По тропинке, ведущей к нашей даче, спешила мне навстречу мама. Лицо ее было бледно и расстроено. Я испугалась.

– Мама, что такое? Говорите скорей!

– Представь себе, – сказала мачеха, задыхаясь от скорой ходьбы, – эта несчастная Анюта Кузьмина…

– Анюта Кузьмина? Вы ее видели? – С самого моего отъезда из Москвы я ничего не знала об Анюте, да, по правде сказать, редко и вспоминала ее.

Мачеха ответила мне:

– Видела, потому что она здесь. Пойдем скорее, взгляни сама.

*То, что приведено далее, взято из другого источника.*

PR #260, opened 2024-08-30
Add Car Assistant Natural Language example

brclarkdev:
A set of two examples focused on leveraging typechat to improve the performance of in vehicle AI assistants.


brclarkdev:
@microsoft-github-policy-service agree company="Microsoft"

robgruen:
While we appreciate the contribution these examples are more heavy than we'd like and seem like they will be evolving regularly.  I recommend creating a new OSS project and placing these examples in that repo.

PR #265, opened 2024-09-13
docs: update example readme

yugasun:


gvanrossum (approved):
LGTM. The old instructions seem to date from before there were multiple supported languages, when the only language was TS and it lived in the toplevel directory.

gvanrossum (approved):

PR #272, opened 2025-04-24
add getJsonSchema() to TypeChatJsonValidator

mmoskal:
This is a little experiment, to possibly allow using structured outputs with TypeChat.

Note that you would want to only use this as a grammar for constraining the output, not pass the schema to the model - the TypeScript file is probably much better for this, as the schema is 3x bigger than TypeScript source (with indentation; without indentation schema is 1.5x bigger). OpenAI-compatible endpoints will often pass the schema to the model using chat template.

This works for all example schemas (excluding Zod, but it can be handled natively I guess) and all schemas in TypeAgent.


robgruen:
@copilot , can you see if there's any gaps in the tstoJS schema conversion.

PR #277, opened 2025-10-21
Change OpenAI API endpoints from Completions to Responses for TypeScript

fedtti:
This PR simply move from the Completions API to the newer Responses API endpoint (cf. https://platform.openai.com/docs/guides/migrate-to-responses). They should be fully retro-compatible due to the messages' nature (cf. https://platform.openai.com/docs/guides/migrate-to-responses?update-item-definitions=responses&update-multiturn=responses#migrating-from-chat-completions).


robgruen:
subsumed by #305

PR #338, opened 2026-06-01
chore(dependabot): add npm/pip ecosystems and group updates

TalZaccai:
## Problem

The existing `.github/dependabot.yml` only declared the `devcontainers` and `github-actions` ecosystems. All 9 currently-open security alerts in this repo target `typescript/package-lock.json` (`tar`, `qs`, `minimatch`, `@tootallnate/once`) — a manifest under an ecosystem Dependabot wasn't watching — so **no update PRs have ever been opened for any of them**. The Python tree (`/python/pyproject.toml`) is similarly uncovered.

## Change

* Add `npm` coverage for `/typescript`, `/typescript/examples/*`, and `/site`
* Add `pip` coverage for `/python`
* Add grouping rules across all ecosystems so multiple updates in a given run collapse into a single PR. Routine version updates and security-advisory-triggered updates are grouped **separately** (via `applies-to: security-updates`) so security PRs can be prioritised on their own.
* Major-version bumps continue to open one PR per package so reviewers can evaluate them individually.

## Expected outcome

After merge, the next Dependabot run (weekly Monday) should open at most one grouped npm-security PR covering the existing 9 alerts.

### DIFF
--- a/.github/dependabot.yml
+++ b/.github/dependabot.yml
@@ -6,11 +6,61 @@
 
 version: 2
 updates:
+  # npm — typescript library + examples + docs site.
+  # All security alerts in this repo to date have been against
+  # typescript/package-lock.json, which previously had no ecosystem entry
+  # here, so Dependabot never opened any update PRs for them.
+  - package-ecosystem: "npm"
+    directories:
+      - "/typescript"
+      - "/typescript/examples/*"
+      - "/site"
+    schedule:
+      interval: "weekly"
+      day: "monday"
+    labels:
+      - "dependencies"
+    groups:
+      npm-production:
+        dependency-type: "production"
+        update-types: ["minor", "patch"]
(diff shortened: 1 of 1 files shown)


.github/dependabot.yml
```diff
@@ -6,11 +6,69 @@
 
 version: 2
 updates:
+  # npm — typescript library + examples + docs site.
```
robgruen, line 12: comment out of date

robgruen (approved):

.github/dependabot.yml
TalZaccai: Good catch — fixed in the latest commit. Replaced the auto-generated "To get started..." boilerplate with a real header that documents the routine / security / major-bump grouping policy this file actually applies.

PR #430, opened 2026-08-27
test: call the configured API when available

### LINKED ISSUE #328: Update tests to call actual API if available, mock otherwise

mikemikimike:
## Summary

Closes #328.

The model integration test suite now performs a real language-model request when `OPENAI_API_KEY` and `OPENAI_MODEL` are configured. In environments without those variables, the existing deterministic mocked tests remain the default, so local and CI runs do not require credentials.

## Tests

- `npm run build`
- `npx tsc -p test`
- `node --test out/validate.test.js out/zod.test.js out/program.test.js tests/model.test.mjs`
- Result: 113 passed, 1 skipped (no API credentials configured)


robgruen:
Thanks for picking up #328!  Can you please address copilot's comment, it seems valid to me.

Your test results show 113 passed / 1 skipped, which means this path hasn't been exercised yet — could you re-run with credentials set and paste the output? 

Second, gating purely on OPENAI_API_KEY being present will make npm test silently issue billable calls for anyone who's run the examples. Please add a separate explicit opt-in (e.g. TYPECHAT_LIVE_TESTS=1), bound the timeout and retry count, and move the test into its own describe so it never interacts with the fetch mocking."

mikemikimike:
Addressed the review feedback in commit f6b4a6defd1bd1e90621b39119435789843ac205.

- Preserved the native global fetch at module initialization and restore it in teardown instead of deleting it, so later live tests can use the runtime implementation.
- Moved the network test into its own `createLanguageModel live API integration` suite.
- Added an explicit `TYPECHAT_LIVE_TESTS=1` opt-in, so normal test runs never make billable calls accidentally.
- Bounded the live test with a 30-second timeout and zero retries.

Validation:
- `npm test` with `TYPECHAT_LIVE_TESTS=1`, `OPENAI_MODEL=qwen3.5-4b`, and `OPENAI_ENDPOINT=http://127.0.0.1:1234/v1/chat/completions`
- LM Studio served the local qwen3.5-4b model through its OpenAI-compatible API.
- Result: 114 passed, 0 skipped, 0 failed.

The live request was verified against the local LM Studio OpenAI-compatible endpoint rather than the hosted OpenAI API; no OpenAI credential was available in this environment.

PR #1846, opened 2020-06-11
reduced code for removeFieldEventListener in useForm

keiya01:
- I reduced code in `removeFieldEventListener()`, because this function's conditions are unused
- I think `handleChangeRef` will not be undefined, because this function is defined before `removeFieldEventListener()` is called
- And `field` will be not undefined too, because `field` is checked before this function is called


bluebill1049:
awesome reduction!

PR #1857, opened 2020-06-12
Reduced code with useForm

keiya01:
- I fixed conditional expression
- `watchFieldsHookRenderRef` is used in only useWatch and this value is defined if `watchFieldsHookRef` is defined
- `validateResolver()` is used when resolver is defined only

### DIFF
--- a/src/useForm.ts
+++ b/src/useForm.ts
@@ -261,15 +261,16 @@ export function useForm<
         unset(dirtyFieldsRef.current, name);
       }
 
-      isDirtyRef.current = isFieldArray
-        ? getIsFieldsDifferent(
+      isDirtyRef.current =
+        (isFieldArray &&
+          getIsFieldsDifferent(
             getFieldArrayValueByName(
               fieldsRef.current,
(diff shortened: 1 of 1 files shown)


src/useForm.ts
```diff
@@ -261,15 +261,16 @@ export function useForm<
         unset(dirtyFieldsRef.current, name);
       }
 
-      isDirtyRef.current = isFieldArray
-        ? getIsFieldsDifferent(
+      isDirtyRef.current =
```
bluebill1049, line 264: smart!

src/useForm.ts
```diff
@@ -410,9 +411,7 @@ export function useForm<
   );
 
   const isFieldWatched = (name: string) =>
-    isWatchAllRef.current ||
-    watchFieldsRef.current.has(name) ||
-    watchFieldsRef.current.has((name.match(/\w+/) || [])[0]);
```
bluebill1049, line 415: we do actually need this bit.

keiya01: oops... I understood.

PR #1861, opened 2020-06-13
Increase test for useForm

keiya01:
- I renamed arg name for `watchInternal` in types file
- I removed unnecessary conditional expression in `unregister()`
- I increased test for `useForm()`


bluebill1049:
Those unit test coverage is awesome!

PR #1874, opened 2020-06-15
Fix/yarn start app

pmaier983:
Upgrade yarn.lock and bump react-scripts version.

- why bump react-scripts version?
	- From a fresh install I was unable to ```yarn start:app```. Received the following error:
	RHF-Broken-app
	- Bumping react-scripts fixes this error.

- why upgrade yarn.lock?
	- It's important to keep dep's up to date in a test app for the off chance that some dependency change causes RHF to no longer work perfectly. Example: Joi is somehow updated, and RHF can no longer resolver JOI's schema. (Very unlikely, and honestly impossible, but its still best to stay safe)

### DIFF
--- a/app/package.json
+++ b/app/package.json
@@ -18,7 +18,7 @@
     "react-hook-form": "^3.27.0",
     "react-hook-form-resolvers": "0.0.1-beta.1",
     "react-router-dom": "^5.1.2",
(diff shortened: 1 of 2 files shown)


bluebill1049:
Thanks @pmaier983 :)

PR #1891, opened 2020-06-17
remove getValues from control

bluebill1049:
remove getValues() from control object, less memory footprint as well.


keiya01:
LGTM!

PR #1900, opened 2020-06-18
Feature/set value should not set `dirty` to true and give users options

bluebill1049:
`setValue` API refinement

**Reason**

The current API is confusing with support both name as string and array of values. In addition, programmatically set a field should give users the option to set `dirty`, we shouldn't set dirty to `true` when user setValue programmatically by default. 

`setValue(fieldName, values, config)`

---

`setValue('test', 'value',  { shouldValidate: false, shouldDirty: false })`

### DIFF
--- a/src/useForm.test.tsx
+++ b/src/useForm.test.tsx
@@ -1031,6 +1031,26 @@ describe('useForm', () => {
         });
 
         expect(transformToNestObject).not.toHaveBeenCalled();
+        expect(result.current.formState.dirtyFields.test).toBeFalsy();
+      });
+
+      it('should set name to dirtyFieldRef if field value is different with default value and isDirty is true', () => {
+        const { result } = renderHook(() =>
+          useForm<{ test: string }>({
+            defaultValues: { test: 'default' },
+          }),
+        );
+        result.current.control.readFormStateRef.current.isDirty = true;
+
+        act(() => {
+          result.current.register('test');
+        });
+
+        act(() => {
+          result.current.setValue('test', '1', { shouldDirty: true });
+        });
+
+        expect(transformToNestObject).not.toHaveBeenCalled();
         expect(result.current.formState.dirtyFields.test).toBeTruthy();
       });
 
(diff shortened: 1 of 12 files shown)


src/useForm.test.tsx
```diff
@@ -1155,24 +1108,29 @@ describe('useForm', () => {
...
-              'test[0].name': 'default_update',
-              'test[1].name': 'default1',
-              'test[2].name': 'default2',
-            },
-          ]);
-          expect(result.current.formState.dirtyFields.test!).toEqual([
-            { name: true },
-          ]);
+          expect(transformToNestObject).toBeCalled();
+          // expect((transformToNestObject as any).mock.calls[2]).toEqual([
```
JeromeDeLeon, line 1124: Have you forgot to delete this or you have something still in your mind? :wink:

JeromeDeLeon (dismissed):
Do you have something in mind in case users wanted to set multiple values?

src/useForm.test.tsx
bluebill1049: lol! good pick up.

bluebill1049:
> Do you have something in mind in case users wanted to set multiple values?

they have to invoke multiple times or use `reset()` with `getValues()`

src/useForm.ts
```diff
@@ -411,6 +371,56 @@ export function useForm<
...
+        if (field) {
+          setFieldValue(field, value[key]);
+
+          if (config.shouldDirty) {
+            setDirty(fieldName);
+          }
+
+          if (config.shouldValidate) {
+            trigger(fieldName as FieldName<TFieldValues>);
+          }
```
keiya01, line 400: I think this condition is unnecessary. Because `trigger` method support array field.

keiya01 (commented):
I have only one question. Other than that, it looks good to me!

src/useForm.ts
bluebill1049: Thanks @keiya01 which condition? `if` ?

keiya01: Yes, `if`.

JeromeDeLeon:
I think its important to let users know of this although I agree with you their. I have never use `setValue` with multiple values because the word says it all, `setValue` not `setValues`, :smile:

bluebill1049:
> I think its important to let users know of this although I agree with you their. I have never use `setValue` with multiple values because the word says it all, `setValue` not `setValues`, 😄

agree,  i have already updated the doc.

src/useForm.ts
bluebill1049: without it will validate input each time users set a value, it's actually optional

bluebill1049: by the way, your unit tests r so good!!

bluebill1049: check this out: https://coveralls.io/github/bluebill1049/react-hook-form?branch=master

keiya01: Oh... I understood. Sorry.

keiya01 (approved):
LGTM :)

jviall:
@bluebill1049 Hi there, I'm confused because I can't seem to get this functionality to work for me. Particularly the setting a field to `dirty === false` when using `setValue`. Here's a sandbox forked from one of the doc's examples where I try to use `setValue` to "reset" an individual field back to its default value:

https://codesandbox.io/s/react-hook-form-formstate-dirty-touched-submitted-forked-opflm?file=/src/index.js

bluebill1049:
@jviall can you submit a GitHub discussion question instead?

PR #1902, opened 2020-06-18
reduced code with useWatch

keiya01:
I think `value` will not be `undefined`. Do you think about it ?


bluebill1049:
> I think `value` will not be `undefined`. Do you think about it ?

initial render will be `undefined`, if `defaultValues` or `defaultValue` is not supplied :)

keiya01:
I understood. This PR close.
Thank you :)

bluebill1049:
Thank you @keiya01 for trying to reduce code! love them!

PR #1921, opened 2020-06-19
Fixed isHTMLElement method

keiya01:
I think the way to check if value is HTMLElement is sufficient only `instanceof`. What does it have problem ?


bluebill1049:
i think you are right :) https://stackoverflow.com/questions/384286/how-do-you-check-if-a-javascript-object-is-a-dom-object

less code!

bluebill1049:
Thank you @keiya01 <3

PR #1947, opened 2020-06-24
Refactor useForm test

keiya01:
- I removed unnecessary `act()` that wrapped method don't call re-render
- I removed unnecessary `waitFor()` that don't need to wait for finishing wrapped method
- I fixed `container.querySelector()` to `screen.getByRole()` because `container.querySelector` is not recommended
- I refactored `setError` test because there are duplicated tests
- I fixed some method to using from `screen`


bluebill1049:
Awesome! This is huge clean up for the tests and improvements!

Issue #1888, opened 2020-06-16
v6 useWatch nested fields feature suggestions / queries / request


alexbakerdev:
**Is your feature request related to a problem? Please describe.**
I've been using `useWatch`in a relatively complex form for the last week involving previewing combinations of values, and subsequent dropdown options based on previous inputs. Some of the values in the form are nested objects that are dynamically added and removed.

Here are a few situations that have caught me out:

1. useWatch doesn't get the initial value from the form, it just returns the user defined defaultValue, even if there is a defined value in the form
2. changing the name value passed to useWatch doesn't change what the watcher watches. ie

```
// if colorName changes the colorValue won't match the newly named field.
const colorValue = useWatch({ name: `color.${colorName}.value` ])
```
    
3. registering and unregistering of nested paths doesn't trigger updates on watches of their ancestors.
4. setting values to undefined doesn't tigger a watcher

**Describe the solution you'd like**
I've had a go at fixing each of these things and was wondeirng if they are something react-hook-form wants.

1. Ideally the watch returns the computed value of the field if it exists, without waiting for a change.
2. useWatch tears down its watchers and sets up new ones when its parameter changes, and immediately returns the correct value for the new watched path.

I've got a [small patch](https://github.com/alexbakerdev/react-hook-form/commit/b19a7f1324dd210c50a91401d121f7c424e9b985) that implements a non optimal version of this.

It causes an extra rerender by setting state in a useEffect. I think it could be refactored to do the work in the use effect directly in the hook using some refs. Which will avoid that extra render allowing the hook to return the initial getValues.

3. registering and unregistering fields should update watchers. Implementing this involved invoking renderWatchedInputs on register and unregister, and searching a bunch of field paths in renderWatchedInputs [like this](https://github.com/alexbakerdev/react-hook-form/commit/122e517d46727262bfb1d69a229d3f745e0b9e7a)

    - Implementing this made me wonder if it's sufficient for `watchFieldsHookRef[id]` to just keep track of the provided field names. This would mean [not adding it to that set when children are discovered](https://github.com/react-hook-form/react-hook-form/blob/master/src/logic/assignWatchFields.ts#L37) since my change means those fields have to be searched twice (once for an exact match, once for a starts with).

[...]

PR #1968, opened 2020-06-25
fix useWatch defaultValue

bluebill1049:
FYI @keiya01 i think this will resolve issue 1 of that ticket.

here is the bug: https://codesandbox.io/s/react-hook-form-watch-default-values-ki6s8?file=/src/Watch.js

https://github.com/react-hook-form/react-hook-form/issues/1888

### DIFF
--- a/src/useWatch.ts
+++ b/src/useWatch.ts
@@ -48,7 +48,13 @@ export function useWatch<TWatchFieldValues>({
       ? isString(name)
         ? get(defaultValuesRef.current, name)
         : isArray(name)
-        ? name.map((inputName) => get(defaultValuesRef.current, inputName))
+        ? name.reduce(
+            (previous, inputName) => ({
+              ...previous,
+              [inputName]: get(defaultValuesRef.current, inputName),
+            }),
+            {},
+          )
         : {}
       : defaultValue,
   );
--- a/src/useWatch.ts
+++ b/src/useWatch.ts
@@ -3,6 +3,8 @@ import { useFormContext } from './useFormContext';
 import isUndefined from './utils/isUndefined';
 import isString from './utils/isString';
 import generateId from './logic/generateId';
+import get from './utils/get';
+import isArray from './utils/isArray';
 import {
   UseWatchOptions,
   FieldValues,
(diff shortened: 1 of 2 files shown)


src/useWatch.ts
```diff
@@ -35,12 +37,18 @@ export function useWatch<TWatchFieldValues>({
...
+    watchInternal,
+    defaultValuesRef,
+  } = control || methods.control;
   const [value, setValue] = React.useState<unknown>(
     isUndefined(defaultValue)
       ? isString(name)
-        ? defaultValue
+        ? get(defaultValuesRef.current, name)
+        : isArray(name)
+        ? name.map((inputName) => get(defaultValuesRef.current, inputName))
```
keiya01, line 51: I think `name.map` is not working correctly.

My suggestion is the following.

```ts
name.reduce((obj, inputName) => ({
  ...obj, 
  [inputName]: get(defaultValuesRef.current, inputName)
}), {})
```

keiya01 (commented):
Thank you for fixing issue. But why is this PR Draft ?
This PR resolve issue 1.

src/useWatch.ts
bluebill1049: aha, you are right! still, in the draft, because I still need to update those unit tests.

bluebill1049: i think we can save some bytes, later on, there are some common logic here with `watch`

keiya01: I understood.

keiya01: Yes, I think `useWatch` can  reduce code as well. There are some logic that is used in `watch`.

bluebill1049: 100% agree :)

bluebill1049:
Screen Shot 2020-06-26 at 1 36 21 pm
@keiya01 i run test locally and get above, any idea.
`node v12.16.1`

keiya01:
Are these bugs resolved on test ? I could not confirm these bugs...

bluebill1049:
> Are these bugs resolved on test ? I could not confirm these bugs in local environment...

really? if you supply `defaultValues` at `useForm`, is `useWatch` return default value correctly?

bluebill1049:
here is the bug: https://codesandbox.io/s/react-hook-form-watch-default-values-ki6s8?file=/src/Watch.js

keiya01:
Yes... In my local env, all test passing.

bluebill1049:
> Yes... In my local env, all test passing.

oh you refer to the `tests`, yeah strange... don't worry about it.

keiya01:
Maybe node version is cause. My node version is v13.9.0 ...

bluebill1049:
13 works 🥳 @keiya01 let me know if you are happy with this PR, we can merge it and save the code afterwards.

keiya01:
@bluebill1049 LGTM🎉

moulinraphael:
Thanks a lot @bluebill1049  !

PR #1994, opened 2020-06-29
close #1990 issue with setValue, getValues, watch and reset with shouldUnregister: false

### LINKED ISSUE #1990: Form's values get lost after hide / show form in render
**Describe the bug**
If I have Form with values and I want to show custom input to specify custom value and hide From, after Form shows in render it 's values get lost and you need to touch any control to see those values again. 

**To Reproduce**
1. load https://codesandbox.io/s/react-hook-form-set-inputselect-value-z87ce
2. in `Age group` select `+ add`. This hides Form element and show single input field where you can add custom age number. 
3. enter number `4` and press Enter
4. open console and see `formValues` is completely empty `Object {}`
5. scroll up and enter in input `First Name` anything, now in console `formValues` has form values
6. or press `submit` button and form has submit data even if `formValues` was empty after step 3

https://codesandbox.io/s/react-hook-form-set-inputselect-value-z87ce

**Expected behavior**
`formValues` should not be empty

macosx (latest), chrome (latest)

bluebill1049:
This PR aims to fix the following API when input is unmounted and `shouldUnregister` set to `false`. Users will still allow using the following API for input that's unmounted.

- [x] watch
- [x] getValues
- [x] setValue
- [x] reset

close #1990


JeromeDeLeon:
What about `reset`?

bluebill1049:
> What about `reset`?

good point, i will need to update that in reset as well. thanks @JeromeDeLeon

src/useForm.ts
```diff
@@ -1050,6 +1050,7 @@ export function useForm<
 
     if (values) {
       defaultValuesRef.current = values;
+      unmountFieldsStateRef.current = values;
```
bluebill1049, line 1053: @JeromeDeLeon can you help add a test for this if you can? going to start "real" work soon. otherwise, i will do it tonight.

JeromeDeLeon:
I really thought it was the right behavior that I will not be able to set values to field even with `shouldUnregister` be set to `false` until I read the related issue LOL.

src/useForm.ts
JeromeDeLeon: I'm really sorry. I was on my break when I got this notif. I was about to take a look at it tonight also. :disappointed:

bluebill1049:
> I really thought it was the right behavior that I will not be able to set values to field even with `shouldUnregister` be set to `false` until I read the related issue LOL.

I think it makes sense to support that behavior.

src/useForm.ts
bluebill1049: don't be sorry at all. I will sort out after work 👍

src/useForm.test.tsx
```diff
@@ -1199,6 +1205,16 @@ describe('useForm', () => {
         expect(result.current.formState.dirtyFields?.test).toBeUndefined();
       });
     });
+
+    it('should set unmounted input value when field is not found', () => {
```
JeromeDeLeon, line 1209: Am I right? It would still persist data even when the field doesn't really exist like small number of people wanted to have this feature for a long time instead of adding hidden field they just use `setValue`?

bluebill1049: yes, that's correct, basically, you can still update the store inside the hook. I think that's consistent behavior otherwise it would be confusing to users. personally I prefer auto `unregsiter`.

bluebill1049: your thoughts?

JeromeDeLeon: I'm good. I just suddenly thought about some users wanting that kind of feature.

JeromeDeLeon (dismissed):

src/useForm.test.tsx
bluebill1049: i did think twice about this as well, if an input didn't get unregistered (with `shouldUnregistered: false`), then the user should be able to setValue, watch, getValues and reset them for consistency.

bluebill1049: let me get @stramel and @kotarella1110's involvement as well, not rush to release this as part of v6.

JeromeDeLeon: Yeah. This also just occur to me the moment I saw this thing.

keiya01 (dismissed):
LGTM🙏 
I'm sorry for the delay in reviewing.

bluebill1049:
> LGTM🙏
> I'm sorry for the delay in reviewing.

Thanks @keiya01 ❤️

bluebill1049:
@kotarella1110 do you want to take a quick look before i merge this PR in?

PR #1275, opened 2020-03-25
allow React.ReactElement in register option's message

kotarella1110:
Todo:

- [x] add unit test
- [x] improve type

Usage:

```tsx
register({
  required: <CustomErrorMessage message="required" />,
  max: {
    value: 1000,
    message: <CustomErrorMessage message="max" />,
  },
  min: {
    value: 10,
    message: <CustomErrorMessage message="min" />,
  },
  validate: {
    test: value => value === '100' || <CustomErrorMessage  message="validate" />,
  },
})
```

```tsx
<ErrorMessage
  name="test"
  errors={errors}
  message={<CustomErrorMessage message="ErrorMessage component" />}
/>
```

```tsx
// Single Error
setError(
  "test",
  "singleError",
  <CustomErrorMessage message="single error" />
)
// Single Errors
setError("test", {
  single1: <CustomErrorMessage message="single error1" />,
  single2: <CustomErrorMessage message="single error2" />
})
// Multiple Errors
setError([
  {
    type: "multiple",
    name: "test1",
    message: <CustomErrorMessage message="multiple error" />
  },
  {
    type: "multiple",
    name: "test2",
    message: <CustomErrorMessage message="multiple error" />
  }
])
```

Test it out: https://codesandbox.io/s/react-hook-form-issue-1266-khtse

close #1266

PR #1999, opened 2020-06-30
Allow a function to be passed to `message` for validations

et:
When react-hook-form is used with [`react-i18next`](https://github.com/i18next/react-i18next), we get a type error when setting up messages for validations, e.g.

```tsx
<input
  name="title"
  ref={register({
    required: t("form.validations.required"),
    maxLength: {
      value: 50,
      message: t("form.validations.maxLength"),
    },
  })}
/>
```

Screen Shot 2020-06-30 at 4 41 07 PM

In #1275, `isMessage` was adjusted to accept a `ReactElement`. This PR proposes to allow a function such that we can seamlessly use i18n.

### DIFF
--- a/src/utils/isMessage.ts
+++ b/src/utils/isMessage.ts
@@ -2,6 +2,12 @@ import { isValidElement } from 'react';
 import isString from '../utils/isString';
 import isObject from '../utils/isObject';
 import { Message } from '../types/form';
+import isFunction from './isFunction';
 
-export default (value: unknown): value is Message =>
-  isString(value) || (isObject(value) && isValidElement(value));
+export default (value: unknown): value is Message => {
+  return (
+    isString(value) ||
+    (isObject(value) && isValidElement(value)) ||
+    (isFunction(value) && isString(value()))
+  );
+};
--- a/src/utils/isMessage.test.ts
+++ b/src/utils/isMessage.test.ts
@@ -5,6 +5,7 @@ describe('isBoolean', () => {
   it('should return true when value is a Message', () => {
     expect(isMessage('test')).toBeTruthy();
     expect(isMessage(React.createElement('p'))).toBeTruthy();
+    expect(isMessage(() => 'p')).toBeTruthy();
   });
 
   it('should return false when value is not a Message', () => {


src/utils/isMessage.ts
```diff
@@ -2,6 +2,12 @@ import { isValidElement } from 'react';
...
 import { Message } from '../types/form';
+import isFunction from './isFunction';
 
-export default (value: unknown): value is Message =>
-  isString(value) || (isObject(value) && isValidElement(value));
+export default (value: unknown): value is Message => {
+  return (
+    isString(value) ||
+    (isObject(value) && isValidElement(value)) ||
+    (isFunction(value) && isString(value()))
```
et, line 11: The downside of this is that we have to evaluate the the function (`isString(value())`) to get the return value of the function. I'm not sure if there's a smarter way to do this in typescript or if it's even necessary to check the return value -- I simply opted to check the return value because of this [test](https://github.com/et/react-hook-form/blob/a4dd2a843ffe83e1197fe5b4f2a3531cae3ac720/src/utils/isMessage.test.ts#L19). If it's not important, it would probably be more wise to omit the test.

et:
cc @bluebill1049 and @kotarella1110 curious to hear your thoughts 😄

bluebill1049:
hey @et, Thanks for the PR,  sorry to get back to you late, too much with V6 release. I think to make things simple, maybe consider this: https://github.com/react-hook-form/react-hook-form/issues/2025#issuecomment-653379883 we had support JSX and string for a message before, it creates type related issue and hopefully, we don't get back to that situation again.

et:
Hey @bluebill1049 - no worries on the delay! I figured out a workaround by changing:

```tsx
<input
  name="title"
  ref={register({
    required: t("form.validations.required")
  })}
/>
```

to

```tsx
<input
  name="title"
  ref={register({
    required: {
      value: true
      message: t("form.validations.required")
    }
  })}
/>
```


I could have also just simply casted:


```tsx
<input
  name="title"
  ref={register({
    required: t("form.validations.required") as string
  })}
/>
```

but I try to avoid `as`.


With that being said, I feel like https://github.com/react-hook-form/react-hook-form/issues/2025#issuecomment-653379883 isn't the most ideal workaround. That makes sense if the validation rules were backend driven. However, if that's not the case, then it is way more elegant to simply define the validation rules as close as possible to the JSX code (especially since this is how react-hook-form advocates for).

I'm not familiar of previous type related issues but do you see this still being an issue with this PR? 

Appreciate the feedback!

src/utils/isMessage.ts
pke: Not sure the evaluation is required here. What if the function is async? Is that supported as well?

et: Did you catch what I was saying? It's because of this [test](https://github.com/et/react-hook-form/commit/35fcde32c258351be2bb9f6587e5e4a12aa65a0c#diff-47be23272ed62f7a2542f06a421a2b94R18). 
I agree that it seems unnecessary but @bluebill1049 or @kotarella1110 should make the call that it's safe to omit the test.

pke: I read what you wrote. I was raising the question if the function could also be async.

et: Given that this would be called in the render function of a component, using an async function would be a major anti-pattern in react. I can’t think of an easy way to prevent this for react-hook-form given the way the `isMessage` function is using `unknown`. Open to suggestions.

et:
@bluebill1049 - any chance this could get in? I'm open to making any changes you recommend.

bluebill1049:
hey @et sorry I have been busy with issues and other stuff, I think for now we won't introduce this feature until more users request for such. again thanks for putting time into this PR.

et:
No worries! Thanks for getting back to me. Users who come across this can use the typecasting I posted above.

PR #2831, opened 2020-09-05
parseFormatInputValues example fixes

adrid:
fixes errors:
- handling new lines on text area - before it added semicolon after convert and didn't work
- number formatting - in the v6 the onChange event was moved to the render method and it didn't work anymore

Анюта сидела на ступеньках балкона. Когда я подошла к ней, она робко встала, не зная, как ей здороваться: поцеловать ли меня, подать ли руку, или просто поклониться?

Мне было странно и страшно. Неужели это Анюта? Ее плоское лицо, ее круглые черные глаза, но кожа стала грубой и коричневой от загара; на голове был надет деревенский ситцевый платок, заношенный и полинялый, ситцевая же кофта, розовая юбка, с оборванным подолом, и старый холщовый передник. Ноги были босые. Так одевается прислуга из простых, когда месяца четыре живет без места.

Первые минуты я не могла найти слов. И язык не поворачивался спросить, что с нею сделалось.

Мачеха выручила меня.

– Идите же на балкон, Анюта, – сказала она. – Сейчас подадут чай. Отдохните. Вы, я думаю, очень устали. Шестьдесят верст пешком…

– Нет, ничего… Я потихоньку шла. Голос у нее стал глуше и робче.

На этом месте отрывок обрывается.